How old are they? I would say that from the time they start school they're old enough to be involved in choosing something for parents/siblings, even if it's from the pound shop

Bungle2 · 21/11/2020 08:44

DD1 and DD2 (age 10 & 8) like shopping for each other as it’s time alone with me! They usually buy each other a bar of chocolate but I like the sentiment as it’s something that they’ve chosen and enjoy watching the other one open it more than if I’d given them something to give, I think.

Tiggles · 21/11/2020 08:47

Mine have always made Christmas presents for relatives. Started simple using stickers to make a calendar, then moved onto kits from baker Ross. More recently have made candles, written stories etc.

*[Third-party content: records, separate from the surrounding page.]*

PR #9774, opened 2024-10-10
Add support for EMR Serverless Jobs and related metrics

nabeelmohamed:
Added support for EMR Serverless Jobs by adding emr_serverless jobs.py file  inside resorce directory of c7_awscc and also a test_emr_serverless_py file in the test folder based on issue#9699.

### DIFF
--- a/tools/c7n_awscc/c7n_awscc/resources/emr_serverless_jobs.py
+++ b/tools/c7n_awscc/c7n_awscc/resources/emr_serverless_jobs.py
@@ -1,0 +1,54 @@
+from c7n.provider import resources
+from c7n.query import QueryResourceManager
+from c7n.utils import type_schema
+
+@resources.register('emr-serverless-jobs')
+class EMRServerlessJobs(QueryResourceManager):
+
+    class resource_type:
+        service = 'emr'
+        enum_spec = ('list_jobs', 'Jobs', None)
+        detail_spec = ('describe_job', 'JobId', 'JobId', 'Job')
+        id = 'Id'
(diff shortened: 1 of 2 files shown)


tools/c7n_awscc/c7n_awscc/resources/emr_serverless_jobs.py
```diff
@@ -0,0 +1,28 @@
+from c7n.provider import resources, local_session
+from c7n.query import QueryResourceManager
+
+METRICS = ['JobRunTime', 'WorkersUsed']
+
+
+@resources.register('emr-serverless-jobs')
```
kapilt, line 7: so there's other forms of emr jobs (emr w/ eks etc), so perhaps just emr-jobs ? and doc string  on which cluster types it where it doesn't apply.

kapilt:
Thanks for the pull request!  It looks like one of your commits is missing author information for the cla check to pass, you can  update that with git commit --amend to update to an email address that is associated to your GitHub address to correct. thanks

tools/c7n_awscc/c7n_awscc/resources/emr_serverless_jobs.py
```diff
@@ -0,0 +1,28 @@
+from c7n.provider import resources, local_session
```
kapilt, line 1: all the resources for this provider are automatically generated from the cloud control api when building/packaging. we don't have hand coded resources for this provider. c7n/resources has the standard aws provider resources.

Oysterbabe · 21/11/2020 09:14

My children are 3 and 5 and I already take them to choose a gift they want to buy for daddy or their sibling birthdays. We haven't done it for Christmas yet but will soon.

frustrationcentral · 21/11/2020 09:15

My boys were about 8 & 13 when I started giving them money to go around the shopping centre buying something for DH and I. The first couple of years I would take them and sit somewhere whilst they went off, the last couple of years DS1 has taken his brother on the bus into to town to buy things.

Thedarknightsaredrawingin · 21/11/2020 09:25

Around age five. They choose something for each other and I shop for it then I help them choose something for DH and he does the same for me.

frustrationcentral · 21/11/2020 09:32

@frustrationcentral

My boys were about 8 & 13 when I started giving them money to go around the shopping centre buying something for DH and I. The first couple of years I would take them and sit somewhere whilst they went off, the last couple of years DS1 has taken his brother on the bus into to town to buy things.
Just realised I totally misread the question BlushGrin

Anyway, they've been choosing something for each other for the past couple of years. Usually something clothing related

BiddyPop · 21/11/2020 09:35

I would bring dd shopping for DH's present from about age 2, and he for me about age 3. In the school winter fair, there was an elves grotto where 6th class elves helped younger children pick and wrap,a,present from a fairly decent if random selection for their parents in secret - you paid €2 per present in advance ( and parents used to bet which presents they'd be told as soon as dc came back to the hall, and which rare ones would be a surprise on 25th!).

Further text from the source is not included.